Friday, January 29, 2016

Sledding Therapy

Teddy's a regular at physical therapy, occupational therapy, speech therapy and Birth to Three. He has more therapeutic goals than we'll ever work on in any given day (or even week if I'm completely honest). We do our best, pick a few to focus on and count much of our everyday play as therapy because in reality, all play is therapeutic.

Since Teddy was unmotivated to be in his gait trainer today, we decided to play outside in the snow instead. Teddy is getting so good at holding his hand out for mittens (and then promptly ripping them off because he didn't really want them on) and knowing that his socks, braces and shoes go on his feet. It's nice to see that recognition and (minimal) assistance with dressing instead of resistance or dressing a boy made of Jello. (The nice red socks are our way of keeping his mittens on underneath. He's a stylish boy.)

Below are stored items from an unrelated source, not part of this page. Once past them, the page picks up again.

PR #619, opened 2026-04-30
perf: ListTableModel uses CircularBuffer 

noeldevelops:
## Summary
Finally, a user-facing change! 
`ArrayDeque` was the previous solution to making this table more performant, but it does not have the stable slot indexes that we want for upcoming filtering and Histogram. This replaces it with the `CircularBuffer` class we just added. User-facing changes are minimal - one mention in CHANGELOG for the default consumer limit getting capped in this PR (going from unbounded/unlimited to default 10k rows, unless a different limit is specified in config)

###  Click-testing options:
1. Smoke — Open a consumer connection, consume any topic, verify rows display.
2. Wrap behavior — Easiest way: temporarily edit BUFFER_CAPACITY = 20 in KafkaRecordsOutput.kt, consume a topic with >20 records. After wrap: click each column header to sort. Should reorder cleanly, no exception, no missing/ghost rows.
3. Soft cap — Set "Consumer records limit" = 5, consume a high-throughput topic. Verify only the latest 5 rows visible at any time; older rows evict as new arrive.
4. Clear button — With data loaded, click Clear; table empties, no exception.
5. Producer panel — Open a producer panel, send messages, verify they appear in its records table
6. Long-session — Let a high-throughput consumer run long enough to wrap naturally (10K+ records). Verify the UI stays responsive, no NPE in the IDE log, stats counter keeps updating.

### AI-generated Summary
PR 3 of 5. Replaces the `ArrayDeque` backing store inside `ListTableModel` with the new `CircularBuffer<T>`. JBTable's `AbstractTableModel` contract requires contiguous row indices `0..rowCount-1`; the buffer's slot indices are not contiguous after wrap. The translation `slot = (head + row) % capacity` lives entirely inside the model and is exposed via `fun slotForRow(row: Int): Int` so a future filter layer can key BitSets by slot — slots are stable across repaints, row indices are not.

#### Behavior preserved

Carries forward everything PR #431 won:
- Batched `flushPendingAdds` — one `fireTableRowsInserted` per flush, no per-element events
- O(1) random access (`ArrayDeque` was already a circular buffer internally; this just makes slot indexing explicit)
- O(1) eviction
- `replaceAll`, `elements()`, `clear()` semantics intact

#### What's new

- New optional ctor parameter `onSlotChange: (slot, next: T?) -> Unit` — defaulted to no-op so producer panel and other callers compile unchanged. PR D uses this to drive `ConsumerRecordIndex`. Two call shapes:
  - **append (fresh or wrap-overwrite)** → `(slot, next)` with `next != null`
  - **pure eviction (soft cap, no replacement)** → `(slot, null)`

  Consumers that need to react to the prior occupant track it themselves keyed by slot — see `ConsumerRecordIndex`'s inverse mapping for the canonical pattern.

- Wrap vs. soft-cap fire different table events: soft-cap eviction emits `fireTableRowsDeleted` + `fireTableRowsInserted` against a consistent `rowCount`; wrap (buffer at hard cap) emits a single `fireTableDataChanged` since every existing row index shifts.

- Soft-cap eviction (when `maxElementsCount < buffer.capacity`, e.g. `setMaxRows(10)` on a 1000-slot buffer) is implemented via `CircularBuffer.removeHead()`.
- New `addClearListener(action: () -> Unit)` — fired from both `clear()` and `replaceAll()` so external indices can stay in sync.

Constructor signature changed from `(data: MutableList<T>, ...)` to `(capacity: Int, ...)`. Three call sites updated, all one-line changes:
- `KafkaRecordsOutput.kt`
- `ListTableModelTest.kt`
- `ConsumerEditorUtilsTest.kt`

### Stack

- PR A: CircularBuffer (#617, merged)
- PR B: ConsumerRecordIndex (#618)
- **PR C: this**
- PR D: wire index into KafkaRecordsOutput (#620)
- PR E: SearchBarController BitSet refactor (#621)
  
### Test plan

- [x] Extended `ListTableModelTest` with wrap, slot-translation, eviction-callback, and TableModel-event cases
- [x] All existing batching, capacity, and replaceAll tests stay green
- [x] Producer panel + presets tests pass (the defaulted `onSlotChange` keeps them compiling unchanged)
- [x] `./gradlew test` — full suite green


resources/messages/KafkaBundle.properties
```diff
@@ -80,7 +80,7 @@ toggle.details=Details
 consumer.table.awaiting=Awaiting data
 # Kafka consumer advanced settings and properties fields
 consumer.records.limit=Consumer records limit
-consumer.records.limit.descr=Old records will be cleaned up on client when the records count reaches the limit.<br>Negative, '0' or empty value means no limit.
+consumer.records.limit.descr=Old records will be cleaned up on client when the records count reaches the limit.<br>Maximum 10,000 records are retained regardless of this setting. '0', empty, or negative values use the 10,000-record default.
```
noeldevelops: Open Q: should we boost the max records retained to 50k ?

`ConsumerRecordIndex` allocates `LongArray(capacity) + IntArray(capacity) + BitSet(capacity)` eagerly, so memory cost scales linearly with whatever number we choose, but users who are used to consuming a large number or messages or leaving the consumer running for a long time may not appreciate the 10k cap.

Cerchie: Should we test it to see if 50k negatively impacts performance? 

If 10k is the band, that might be all right, if I were just scrolling through, but considering that we can search messages, I'd think an increase would be appropriate

Cerchie:
thanks for the clicktesting instructions 

on step 6, hm, I'm seeing some jumpiness/freeziness at high throughputs... thoughts? 

https://github.com/user-attachments/assets/1d3a9c5d-fa99-4502-8573-40369e91df6c

resources/messages/KafkaBundle.properties
flippingbits: +1 on considering/testing it. 10k feels quite low.

noeldevelops: thanks y'all. I'll test it out and address @Cerchie 's comment below to make sure we're not seeing glitches after we start wrapping at large numbers

noeldevelops:
@flippingbits @Cerchie thanks for the review suggestions & jumpiness report

I learned that once the `CircularBuffer` filled, every flush forced the table to rebuild (and to drop selection/scroll) on _every_ EDT tick. Updated to evict with a sliding window (delete-top + insert-bottom) instead of rebuilding. 
 
Also found that sorting on the string columns (esp. value) became unusable with large message payloads. My solution here is to disable sorting those columns for now - this is not something high load data tables often support (including our vscode message viewer). We can reenable when Paused if there's a demand, but will want to optimize the string comparison function (swap `Collator` for `String.compareTo/naturalOrder`). 
 
Also, I did some benchmarking for the default 10k limit and bumped it to 50k bc the difference was not bad on responsiveness (heap scales linearly with payloads but this is expected). Branch `ncothren/perf-list-table-model-benchmark`. Write up [here](https://github.com/confluentinc/intellij/compare/ncothren/perf-list-table-model-buffer...ncothren/perf-list-table-model-benchmark?short_path=650b6e7#diff-650b6e781c3a05090b07f2d0d7231c541f3ed09e6131c6df7d7542b04225534c)

Cerchie (dismissed):
smooth message flow with high throughput topic 👏🏻 

also verified that sorting was disabled for string type cols

noeldevelops:
FYI merged the next one down into this. No changes, already approved

Cerchie (approved):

We're lucky our house has enough of a slope to go sledding right in our backyard. Teddy and AJ both had a blast sledding, and it was a fun experience that encompassed OT, PT and speech therapy. Teddy had to engage his core to stay upright on the sled while sliding down the hill and then being pulled back up the hill. It's something we don't think about, but it's a lot of work for a child with low tone. He compensated for some of this effort by holding onto the edges of the sled, which is great because one of his OT goals is to hold onto items with a sustained grasp. Lastly, he had so much fun that he was vocalizing almost the entire way down and then back up the hill. Speech therapy. The trifecta of therapy while having the best time sledding.

Watching Teddy sled today reminded me that one of his original goals for Birth to Three was to be able to go sledding with assistance from AJ last winter. He was able to do that, so he accomplished that goal. I think of how far he's come, though, from last winter when he was mostly dependent upon supporting himself by leaning into AJ. Now he can sled down the hill by himself in a regular sled while holding on and vocalizing how much fun it is.

Therapy is not always as fun as our sledding today, but it certainly is worth it when you can realize the progress.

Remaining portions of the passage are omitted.